Figure 8 shows a visualization from Grad-CAM [12]. By examining the bottom layer of the convolutional model (conv2d_4 in Fig. 6), the focus of the model can be visualized by this method. The middle mask represents the distribution of the activated weights on the target layer when the left image was input to the model. The area displayed in red in the right combined image represents the main focus of the model. The model is likely to be focusing on the hollow features of trees correctly. By making use of this method for different images combined with label data such as the chemical investigation results, this method can also lead to a new index or focus point for detecting diseased or unhealthy trees.

Fig. 8
figure 8

Results for Grad-CAM evaluation. (left) Original image. (middle) Output from Grad-CAM. (right) Combined image

The proposed method consists of two models, instance segmentation model and classification model, for the disease detection. However, given that the latter CNN model focus on the hollow features of the canopy images, it is difficult to quantitatively define the effect of the former model performance to the latter model since same loss to canopy area and trunk area can have different effect. However, performance of the former model can be more important since the output of this model will be the base for the latter model, and linkage of the trees to the trees in the actual field will also rely on the performance of the former model.

5 Conclusion

Early detection of disease is important for food security and to protect farmers’ profits.
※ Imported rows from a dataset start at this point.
PR #813, opened 2022-03-04
Remove unneeded dependency python3-pip

stweil:

### DIFF
--- a/Makefile
+++ b/Makefile
@@ -60,7 +60,7 @@ PIP_INSTALL = pip install
 
 # Dependencies for deployment in an ubuntu/debian linux
 deps-ubuntu:
-	apt-get install -y python3 python3-pip python3-venv
+	apt-get install -y python3 python3-venv
 
 # Install test python deps via pip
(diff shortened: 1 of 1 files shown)


kba (approved):

kba:
We probably even only need `python3-venv` because it implies `python3` doesn't it?

stweil:
That's right, but the superfluous `python3` won't cause installation of unneeded software (while `python3-pip` would, well, only about 1 .2 MB).

bertsky:
Wait, can you show me proof / documentation that's true? (I often see the case that `pip` or `pip3` in a venv points to the preinstalled version from the host system, not the venv.)

stweil:
I haven't installed `python3-pip` on any of our systems where I have built OCR-D (Linux, macOS, Debian, Ubuntu, x86_64, arm, aarch64, Python 3.6, 3.7, 3.8, 3.9). `pip` or `pip3` is always a small script with less than 300 bytes .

Using computer vision for monitoring is essential to increase productivity and efficiency. However, establishing a method for detecting disease in crops such as fruits or nuts is challenging since they are difficult to see from above. Also, methods using multi-spectral cameras are high in cost and difficult to apply in practice.

In this research, a method of detecting unhealthy trees using video data obtained from the side rather than from above was developed. Side video data has a high resolution compared to UAV images, and features such as fruits, branches, and canopy can be extracted from the side. Also, the device to record RGB video is used in this method and is low in cost. First, instance segmentation model was applied to video data for tree detection. Detection accuracy was 98 in F number. Next, canopy area was extracted using predicted instance segmentation masks. Finally, a CNN classification model was trained using canopy images as the input and the classification of healthy and unhealthy trees as the output. The model achieved an AUC of 0.95. Also, from an evaluation made using Grad-CAM, the trained CNN model seems to be focusing correctly on hollow features of the canopy. This method can also be applied to other trees and crops. Also, by changing the frame sampling rate from the videos, this method can be applied to video taken at various speeds.

In future research, diseases other than xylella can also by classified by providing annotation data for training. Also, using visualizing technologies such as Grad-CAM, currently unknown features that can distinguish healthy from disease-affected trees can be discovered. Also, using deeper networks, disease classification can be made more accurate. Through cost–benefit analysis, the benefits of introducing this disease detection model can be clarified.